Set down, please, exactly the lines below that run from the line with "ke456-png, line 109: metaかhumanoidが無いときVRMは作られない。" to the line with "to the oracle.", both lines included.

Stored data
-*-*-
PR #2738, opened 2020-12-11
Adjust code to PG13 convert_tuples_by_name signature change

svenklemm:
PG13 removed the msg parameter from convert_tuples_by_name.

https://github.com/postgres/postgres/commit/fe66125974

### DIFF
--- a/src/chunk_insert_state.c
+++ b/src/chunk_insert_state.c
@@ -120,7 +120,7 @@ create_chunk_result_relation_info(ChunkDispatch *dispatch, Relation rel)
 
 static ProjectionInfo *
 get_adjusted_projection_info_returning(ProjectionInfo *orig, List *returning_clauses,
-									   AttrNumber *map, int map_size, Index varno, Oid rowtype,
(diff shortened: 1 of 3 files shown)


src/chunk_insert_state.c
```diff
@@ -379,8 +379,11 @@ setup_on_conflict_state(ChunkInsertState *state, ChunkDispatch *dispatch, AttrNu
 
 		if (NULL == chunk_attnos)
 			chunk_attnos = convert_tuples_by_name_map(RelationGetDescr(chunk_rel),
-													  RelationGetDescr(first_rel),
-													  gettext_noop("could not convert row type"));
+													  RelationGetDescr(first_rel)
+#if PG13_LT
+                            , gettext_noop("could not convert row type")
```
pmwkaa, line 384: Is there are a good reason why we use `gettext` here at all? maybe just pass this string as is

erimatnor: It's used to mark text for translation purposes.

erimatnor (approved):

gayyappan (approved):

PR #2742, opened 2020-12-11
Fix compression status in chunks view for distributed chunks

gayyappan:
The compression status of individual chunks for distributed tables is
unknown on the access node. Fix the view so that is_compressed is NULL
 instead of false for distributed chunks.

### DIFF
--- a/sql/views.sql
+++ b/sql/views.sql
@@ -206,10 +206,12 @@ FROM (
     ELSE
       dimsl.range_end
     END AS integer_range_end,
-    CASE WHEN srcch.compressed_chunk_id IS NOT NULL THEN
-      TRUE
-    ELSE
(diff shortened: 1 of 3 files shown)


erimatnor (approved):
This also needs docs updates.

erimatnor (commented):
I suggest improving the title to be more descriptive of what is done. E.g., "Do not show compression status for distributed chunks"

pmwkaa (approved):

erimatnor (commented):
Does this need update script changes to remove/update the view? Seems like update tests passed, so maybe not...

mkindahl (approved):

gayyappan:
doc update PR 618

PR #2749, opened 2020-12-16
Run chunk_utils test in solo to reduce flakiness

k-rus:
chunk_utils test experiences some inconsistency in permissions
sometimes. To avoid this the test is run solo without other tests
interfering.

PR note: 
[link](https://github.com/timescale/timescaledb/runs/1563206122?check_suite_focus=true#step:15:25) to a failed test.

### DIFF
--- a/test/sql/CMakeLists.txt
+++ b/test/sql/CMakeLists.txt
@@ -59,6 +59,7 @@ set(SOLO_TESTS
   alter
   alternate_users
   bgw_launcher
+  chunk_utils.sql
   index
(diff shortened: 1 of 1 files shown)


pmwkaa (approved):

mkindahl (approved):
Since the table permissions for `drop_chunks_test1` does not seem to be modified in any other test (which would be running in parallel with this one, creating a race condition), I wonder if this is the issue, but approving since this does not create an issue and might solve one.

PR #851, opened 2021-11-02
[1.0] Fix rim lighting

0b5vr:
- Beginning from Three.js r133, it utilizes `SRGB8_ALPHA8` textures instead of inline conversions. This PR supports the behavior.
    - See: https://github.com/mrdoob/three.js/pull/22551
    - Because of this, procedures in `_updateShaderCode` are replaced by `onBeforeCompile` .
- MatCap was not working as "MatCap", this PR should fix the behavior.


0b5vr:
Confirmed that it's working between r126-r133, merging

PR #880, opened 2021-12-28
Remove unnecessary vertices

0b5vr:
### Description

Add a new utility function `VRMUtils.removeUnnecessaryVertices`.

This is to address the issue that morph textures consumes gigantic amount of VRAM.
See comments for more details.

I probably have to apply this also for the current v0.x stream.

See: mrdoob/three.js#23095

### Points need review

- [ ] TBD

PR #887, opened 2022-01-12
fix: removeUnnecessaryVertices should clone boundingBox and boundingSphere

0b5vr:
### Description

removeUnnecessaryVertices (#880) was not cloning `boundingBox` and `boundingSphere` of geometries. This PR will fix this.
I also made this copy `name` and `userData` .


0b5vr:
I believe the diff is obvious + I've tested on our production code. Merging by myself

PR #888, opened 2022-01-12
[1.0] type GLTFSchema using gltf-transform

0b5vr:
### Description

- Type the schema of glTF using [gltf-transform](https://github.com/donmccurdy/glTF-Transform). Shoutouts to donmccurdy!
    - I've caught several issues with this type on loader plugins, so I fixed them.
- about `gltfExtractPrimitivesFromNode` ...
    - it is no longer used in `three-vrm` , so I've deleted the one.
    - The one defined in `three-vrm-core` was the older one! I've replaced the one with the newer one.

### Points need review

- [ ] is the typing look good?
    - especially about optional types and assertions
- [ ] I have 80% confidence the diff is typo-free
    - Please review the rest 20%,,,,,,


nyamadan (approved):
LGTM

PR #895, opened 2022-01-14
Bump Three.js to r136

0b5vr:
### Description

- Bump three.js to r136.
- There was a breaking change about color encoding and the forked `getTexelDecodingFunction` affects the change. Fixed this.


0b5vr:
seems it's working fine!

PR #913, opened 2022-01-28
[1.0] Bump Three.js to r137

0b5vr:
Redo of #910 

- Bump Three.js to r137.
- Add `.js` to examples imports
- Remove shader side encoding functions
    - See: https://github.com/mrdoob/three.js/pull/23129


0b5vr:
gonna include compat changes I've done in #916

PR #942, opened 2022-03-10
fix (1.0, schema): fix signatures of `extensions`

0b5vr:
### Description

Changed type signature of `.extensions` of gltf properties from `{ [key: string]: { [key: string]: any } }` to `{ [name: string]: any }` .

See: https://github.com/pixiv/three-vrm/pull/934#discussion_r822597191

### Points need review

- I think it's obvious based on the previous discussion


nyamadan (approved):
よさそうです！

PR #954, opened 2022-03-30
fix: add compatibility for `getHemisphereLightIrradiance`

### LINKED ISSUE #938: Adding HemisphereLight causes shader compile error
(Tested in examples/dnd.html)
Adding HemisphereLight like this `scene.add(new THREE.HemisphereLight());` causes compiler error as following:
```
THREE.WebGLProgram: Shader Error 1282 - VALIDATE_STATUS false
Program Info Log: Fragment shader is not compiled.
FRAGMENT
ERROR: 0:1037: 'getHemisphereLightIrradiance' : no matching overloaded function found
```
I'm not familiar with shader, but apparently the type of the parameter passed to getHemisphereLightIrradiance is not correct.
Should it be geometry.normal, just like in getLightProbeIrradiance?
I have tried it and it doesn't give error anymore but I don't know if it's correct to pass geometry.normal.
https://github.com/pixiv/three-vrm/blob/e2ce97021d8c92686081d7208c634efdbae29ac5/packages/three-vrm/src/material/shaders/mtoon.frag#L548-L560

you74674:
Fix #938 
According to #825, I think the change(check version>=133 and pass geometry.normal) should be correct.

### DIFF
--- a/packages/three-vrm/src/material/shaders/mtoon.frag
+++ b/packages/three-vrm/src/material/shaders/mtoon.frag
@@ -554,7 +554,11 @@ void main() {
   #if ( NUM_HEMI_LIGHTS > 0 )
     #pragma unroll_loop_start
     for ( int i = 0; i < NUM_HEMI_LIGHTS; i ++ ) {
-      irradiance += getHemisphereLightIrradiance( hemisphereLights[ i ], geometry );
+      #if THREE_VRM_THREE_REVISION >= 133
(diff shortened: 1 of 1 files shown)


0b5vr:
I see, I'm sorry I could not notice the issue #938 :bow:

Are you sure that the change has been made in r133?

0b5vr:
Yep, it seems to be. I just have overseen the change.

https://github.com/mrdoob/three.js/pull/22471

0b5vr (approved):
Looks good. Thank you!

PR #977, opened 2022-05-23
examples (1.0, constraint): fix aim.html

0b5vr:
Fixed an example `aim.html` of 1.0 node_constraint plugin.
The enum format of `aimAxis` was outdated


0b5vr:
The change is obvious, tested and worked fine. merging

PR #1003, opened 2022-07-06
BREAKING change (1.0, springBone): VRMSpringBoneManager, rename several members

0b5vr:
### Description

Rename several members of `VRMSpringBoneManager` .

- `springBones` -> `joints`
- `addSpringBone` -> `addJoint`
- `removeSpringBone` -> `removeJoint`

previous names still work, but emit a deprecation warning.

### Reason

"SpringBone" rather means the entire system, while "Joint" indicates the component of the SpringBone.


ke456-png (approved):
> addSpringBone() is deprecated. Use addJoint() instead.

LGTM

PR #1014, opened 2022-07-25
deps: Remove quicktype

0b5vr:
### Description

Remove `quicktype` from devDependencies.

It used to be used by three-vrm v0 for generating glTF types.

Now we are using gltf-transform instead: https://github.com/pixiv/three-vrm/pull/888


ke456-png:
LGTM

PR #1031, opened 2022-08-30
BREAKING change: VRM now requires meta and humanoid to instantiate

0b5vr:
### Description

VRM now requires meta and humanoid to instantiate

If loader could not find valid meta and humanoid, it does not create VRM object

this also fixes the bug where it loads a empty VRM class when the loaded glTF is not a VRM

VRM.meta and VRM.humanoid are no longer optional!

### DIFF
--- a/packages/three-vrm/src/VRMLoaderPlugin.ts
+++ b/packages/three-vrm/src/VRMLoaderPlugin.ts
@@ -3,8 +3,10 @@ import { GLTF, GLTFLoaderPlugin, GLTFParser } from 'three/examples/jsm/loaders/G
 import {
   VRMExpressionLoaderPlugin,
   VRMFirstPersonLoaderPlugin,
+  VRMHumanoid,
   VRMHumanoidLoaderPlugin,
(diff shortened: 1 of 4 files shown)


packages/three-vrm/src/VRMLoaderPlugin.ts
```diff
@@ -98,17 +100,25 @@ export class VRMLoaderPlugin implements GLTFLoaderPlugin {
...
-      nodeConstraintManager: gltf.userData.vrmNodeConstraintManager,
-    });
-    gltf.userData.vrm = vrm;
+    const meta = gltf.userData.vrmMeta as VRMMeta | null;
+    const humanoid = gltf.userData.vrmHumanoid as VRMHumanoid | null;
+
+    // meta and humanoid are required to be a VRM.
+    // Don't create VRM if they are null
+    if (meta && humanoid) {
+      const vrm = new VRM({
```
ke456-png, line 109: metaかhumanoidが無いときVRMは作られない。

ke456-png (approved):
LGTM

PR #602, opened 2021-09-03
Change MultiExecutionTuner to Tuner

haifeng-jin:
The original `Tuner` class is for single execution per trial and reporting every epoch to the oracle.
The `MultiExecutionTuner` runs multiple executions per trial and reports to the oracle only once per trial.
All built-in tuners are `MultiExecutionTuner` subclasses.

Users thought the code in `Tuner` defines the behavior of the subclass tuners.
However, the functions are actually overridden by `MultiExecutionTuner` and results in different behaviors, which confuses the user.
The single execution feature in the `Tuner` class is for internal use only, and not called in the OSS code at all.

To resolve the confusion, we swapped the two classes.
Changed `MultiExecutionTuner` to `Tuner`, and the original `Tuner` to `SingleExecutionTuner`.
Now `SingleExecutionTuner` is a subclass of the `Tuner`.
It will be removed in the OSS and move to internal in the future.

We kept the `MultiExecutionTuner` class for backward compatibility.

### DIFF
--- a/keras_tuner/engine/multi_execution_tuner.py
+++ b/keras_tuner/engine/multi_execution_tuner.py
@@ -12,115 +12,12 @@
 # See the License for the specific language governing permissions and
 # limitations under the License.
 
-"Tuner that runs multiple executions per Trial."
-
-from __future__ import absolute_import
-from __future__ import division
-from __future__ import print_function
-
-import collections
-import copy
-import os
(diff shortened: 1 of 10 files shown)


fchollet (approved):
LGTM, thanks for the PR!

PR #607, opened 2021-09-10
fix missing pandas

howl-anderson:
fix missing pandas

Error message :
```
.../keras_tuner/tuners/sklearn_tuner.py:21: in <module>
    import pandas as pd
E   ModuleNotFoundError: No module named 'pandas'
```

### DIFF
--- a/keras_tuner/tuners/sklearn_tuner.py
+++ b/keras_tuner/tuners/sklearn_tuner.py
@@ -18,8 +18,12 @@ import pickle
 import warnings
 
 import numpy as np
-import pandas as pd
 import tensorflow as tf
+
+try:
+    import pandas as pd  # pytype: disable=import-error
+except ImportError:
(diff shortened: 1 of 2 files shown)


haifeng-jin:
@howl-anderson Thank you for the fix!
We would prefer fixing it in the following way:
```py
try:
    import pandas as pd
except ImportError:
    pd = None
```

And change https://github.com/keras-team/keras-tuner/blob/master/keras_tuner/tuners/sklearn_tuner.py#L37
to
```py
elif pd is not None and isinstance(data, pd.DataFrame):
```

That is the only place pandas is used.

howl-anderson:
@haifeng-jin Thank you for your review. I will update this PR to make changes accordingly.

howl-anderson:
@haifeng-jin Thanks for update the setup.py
-*-*-
REPLY TO THE TASK:
ke456-png, line 109: metaかhumanoidが無いときVRMは作られない。

ke456-png (approved):
LGTM

PR #602, opened 2021-09-03
Change MultiExecutionTuner to Tuner

haifeng-jin:
The original `Tuner` class is for single execution per trial and reporting every epoch to the oracle.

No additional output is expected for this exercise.